Start of Material for this exercise
PR #125, opened 2021-12-01
[libos] Fix epoll file's handling with closed files

### LINKED ISSUE #48: Fix the bug of epoll: EEXIST error when two different files with the same fd
Bug:
1.  first add one file with fd `x` to epoll interest
2. close this file
3. create a new file, which will reuse the fd `x` since `FileTable` will reuse fd
4. add the new file to epoll interest
5. epoll will report `EEXIST` error!

Might Related Todos:
- // TODO: add fd to FileHandle?
- // TODO: make FileTable a struct of internal mutability to avoid deadlock.
- // TODO: close host_fd

Solutions:
1. generate different fd in `FileTable`
2. Find a better design for: `do_close`, `drop`, `observer`, the close of socket file (which is `Arc<...>`)

liqinggd:
Fixes #48

### DIFF
--- a/src/libos/src/fs/file_table.rs
+++ b/src/libos/src/fs/file_table.rs
@@ -1,4 +1,6 @@
 use super::*;
+use crate::poll::EpollFile;
+use std::sync::Weak;
 
 pub type FileDesc = u32;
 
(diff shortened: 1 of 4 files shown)


guzongmin (approved):
LGTM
End of Material for this exercise
### What needs to be done
Check the lines above and copy each one that includes "with".

### Task solution
[libos] Fix epoll file's handling with closed files
### LINKED ISSUE #48: Fix the bug of epoll: EEXIST error when two different files with the same fd
1.  first add one file with fd `x` to epoll interest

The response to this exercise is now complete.